Ms. Harris addressed efforts by Medicaid to measure and ensure access to services for Medicaid beneficiaries. CMS released a Medicaid access monitoring regulation last year, she said, which requires states to do triennial access monitoring plans that CMS will then be reviewing to make sure states “are keeping an eye on access patternsand making sure that all of the necessary disciplines - between primary, acute and long-term care - are available to people.” She added that given the challenges to developing access measures for home and community-based services, CMS subsequently released a request for information. “We have every intention of continuing that conversation publicly as we are distilling some of the thoughts that we received in the form of public comment,” she said.

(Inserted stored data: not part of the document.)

Issue #91, opened 2019-09-23
Handle taxes for digital items


ebigler:

ebigler:
pass the billing address instead of the shipping address for calculating taxes for digital products. There is also a discourse post about this topic.

PR #139, opened 2019-10-02
Apply tax to items that do not require shipping

mttdffy:
* Adds Payment lookup to pricing request
* Modifies TaxCalculator to check shipped and not shipped items
* Renames TaxApplier to ShippedTaxApplier, Uses TaxApplier for not shipped items

Work for #91

### DIFF
--- a/core/app/models/workarea/pricing/calculators/tax_calculator.rb
+++ b/core/app/models/workarea/pricing/calculators/tax_calculator.rb
@@ -5,6 +5,11 @@ module Workarea
         include Calculator
 
         def adjust
+          adjust_shipped_items_tax
+          adjust_not_shipped_items_tax
+        end
+
+        def adjust_shipped_items_tax
           shippings.each do |tmp_shipping|
             next unless tmp_shipping.address.present?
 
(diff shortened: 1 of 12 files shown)


core/app/models/workarea/pricing/calculators/tax_calculator.rb
```diff
@@ -5,23 +5,50 @@ class TaxCalculator
...
+          adjust_not_shipped_items_tax
+        end
+
+        def adjust_shipped_items_tax
           shippings.each do |tmp_shipping|
             next unless tmp_shipping.address.present?
 
             adjustments_to_tax = price_adjustments_for(tmp_shipping)
-            TaxApplier.new(tmp_shipping, adjustments_to_tax).apply
+            ShippedTaxApplier.new(tmp_shipping, adjustments_to_tax).apply
```
bencrouse: So this will break all current tax integrations? Why not make the digital items the new case so integrations can gracefully upgrade to include them?

core/app/models/workarea/pricing/shipped_tax_applier.rb
```diff
@@ -0,0 +1,100 @@
...
+        order_item = adjustment._parent
+        partial_shipping_quantity = @shipping.quantities[order_item.id.to_s].to_i
+        return 0 if @shipping.partial? && partial_shipping_quantity.zero?
+
+        total = @adjustments_by_parent[order_item].taxable_share_for(adjustment)
+        total *= partial_shipping_quantity / order_item.quantity.to_f if @shipping.partial?
+        total
+      end
+
+      def calculate_tax_amounts(taxable_amount, rate)
```
bencrouse: This doesn't look needed since you've included `TaxApplication`

core/app/models/workarea/pricing/shipped_tax_applier.rb
```diff
@@ -0,0 +1,100 @@
...
+        {
+          'country_amount' => calculate_tax_amount(taxable_amount, rate.country_percentage),
+          'region_amount' => calculate_tax_amount(taxable_amount, rate.region_percentage),
+          'postal_code_amount' => calculate_tax_amount(taxable_amount, rate.postal_code_percentage)
+        }
+      end
+
+      def calculate_tax_amount(amount, percentage)
```
bencrouse: Same here...

core/test/models/workarea/pricing/calculators/tax_calculator_test.rb
```diff
@@ -112,6 +112,46 @@ def test_assign_shipping_tax_when_tax_does_not_charge_on_shipping
...
+                    data: { 'tax_code' => '001' }
+                  }
+                ]
+              }
+            ]
+          )
+
+          payment = create_payment(
+            id: order.id,
+            address: factory_defaults_config.billing_address
```
bencrouse: It'd be nice to expose this more clearly because we've needed it in so many places. Maybe like `def address_attributes` or something similar?

core/app/models/workarea/pricing/calculators/tax_calculator.rb
mttdffy: have to stop thinking about it as digital items, rather than "not shipped" items. I see your point though.

bencrouse: Yeah, I'm not loving the language around this so far, but I'm not sure what a better word is. What kinds of products aren't shipped and aren't digital?

core/app/models/workarea/pricing/item_tax_applier.rb
```diff
@@ -0,0 +1,41 @@
+module Workarea
+  module Pricing
+    class ItemTaxApplier
```
bencrouse: Nice, this is a good refactor.

PR #141, opened 2019-10-02
Use deprecator

bencrouse:
This'll be easier to digest after #135 merges, might want to wait until then to peep.


bencrouse:
@mttdffy only because I added `Workarea.deprecation` there for some segment-related changes.

Issue #144, opened 2019-10-03
`_id` Omitted from Customized Fields


tubbo:
**Describe the bug**
Any customized fields ending in `_id` will have the `_id` omitted from their instance variable name, which causes issues if that name conflicts with an ivar or method that already exists.

**To Reproduce**
1. Add a customized field called `:product_id`
2. Create your customizations with `MyCustomizations.new('1234', 'product_id' => '5678')`
3. Call `customizations.product_id`, it will be "1234".

**Expected behavior**
Since the `product_id` param overrides the `@product_id` assigned by the first argument, the value of `#product_id` in the customization object should be "5678". Digging in reveals that the value of "5678" was actually assigned to `@product`, not `@product_id`.

**Workarea Setup (please complete the following information):**
Workarea v3.4

**Additional context**
This was originally reported by **John Varady** on discourse.

PR #146, opened 2019-10-03
`_id` Suffix Omitted From Customized Fields

tubbo:
When adding a customized field to a `Customizations` class that ends in
`_id`, Workarea was previously stripping this suffix from the computed
instance variable name that is converted into snake case from any kind
of input. This causes issues because the data doesn't appear to be
making it into customizations, but is really there under a different
instance variable name. To resolve the issue, Workarea now detects
whether a variable is already using snake case and leaves it
alone...only providing transformations for variable names that need it.

(#144)

### DIFF
--- a/core/app/models/workarea/catalog/customizations.rb
+++ b/core/app/models/workarea/catalog/customizations.rb
@@ -50,7 +50,7 @@ class Workarea::Catalog::Customizations
     @attributes = attributes.with_indifferent_access
 
     attributes.each do |name, value|
-      instance_variable_set("@#{name.to_s.titleize.systemize}", value)
+      instance_variable_set("@#{name.to_s.underscore.optionize('_')}", value)
     end
   end
 
--- a/core/test/models/workarea/catalog/customizations_test.rb
+++ b/core/test/models/workarea/catalog/customizations_test.rb
@@ -4,18 +4,22 @@ module Workarea
   module Catalog
     class CustomizationsTest < TestCase
       class FooCustomizations < Workarea::Catalog::Customizations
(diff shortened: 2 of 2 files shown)


core/test/models/workarea/catalog/customizations_test.rb
```diff
@@ -4,18 +4,22 @@ module Workarea
...
-          'titleGraphic' => 'gritty.jpg'
+          'titleGraphic' => 'gritty.jpg',
+          'category_id' => 'CAT',
+          'SCREAMING_SNAKE_ID' => '🐍'
         )
 
         assert_equal('Hello, World', customizations.a_test)
         assert_equal('gritty.jpg', customizations.title_graphic)
+        assert_equal('CAT', customizations.category_id)
+        assert_equal('🐍', customizations.screaming_snake_id)
```
meowsus: This snake doesn't look like it's screaming IMO

core/app/models/workarea/catalog/customizations.rb
```diff
@@ -50,7 +50,13 @@ def initialize(product_id, attributes)
     @attributes = attributes.with_indifferent_access
 
     attributes.each do |name, value|
-      instance_variable_set("@#{name.to_s.titleize.systemize}", value)
+      ivar = if name.to_s.include?('_')
```
bencrouse: Seems like we could just swap the `titleize` for `underscore` and achieve the same fix in a less brittle way? That `titleize` feels like it was the wrong idea in the first place.

tubbo: you're right, replacing it with underscore kept the tests passing.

“The access reg is our firm intent to lay down federal benchmarks,” she continued, “and the triennial monitoring plan at least requires the states to be looking on a consistent basis and not waiting until it’s a crisis point. I think it is a great step forward. Whether or not it is the only thing that is necessary, I think, won’t reveal itself until we are a few years in.” William A. Dombi, Vice President for Law at NAHC, agreed that, from the provider perspective, the action is a “significant, positive step.”

Regarding the Medicaid face-to-face rule, Dombi asked Ms. Harris to address the extent to which the rule will reflect or differ from the Medicare face-to-face rule. “We did learn a lot of lessons from our Medicare colleagues,” she responded. “We did keep an eye on the fact that as time progressed they were loosening up a little bit on the documentation requirements of what the expectations were for physicians, or whoever was documenting the face-to-face, and what specific requirements needed to be in there.”

She acknowledged that the rule “will have fiscal implications” but argued that it will be a positive step forward for “community integration” and “alternatives to institutional services.” She also stated that, while the regulation will technically be effective in July 2016, there will be delayed implementation of the entire regulation for certain states based on their state legislative cycles. She said there will be a one or two year delay for certain states as a recognition of the fact that “there is a high likelihood that states will need to approach their legislatures for additional money to implement some of the DME provisions… If [the legislature meets] on an annual basis or a biannual basis or every two years, that will kind of drive the effective date of the regulation,” she said.

With the “wide variation” in available Medicaid home care benefits by state, Dombi asked Ms. Harris to speak to whether there might be steps Medicaid will take at the federal level to set “base minimum programs for home care in order comply with the ADA and Olmstead.” Ms. Harris responded, “To a large extent, I think the structure of the Medicaid program is such that there will always be 50 Medicaid programs.” She added, “It can be a heartbreaking conversation to have if someone is established receiving services in one state and, for any number of reasons, they need to relocate only to find that their needed services are not available to them.”

“I don’t see anything changing that reality unless there is some really broad, sweeping legislative change to the Medicaid program,” she said. “The good news is that because you have some states that are perpetually kind of out front pushing the envelope a little bit, there’s kind of laboratory in which to learn what works, what doesn’t, and allow some of the other states to go on a more direct path to implementing the promising practices. But it also requires the states to take the initiative to make the changes.”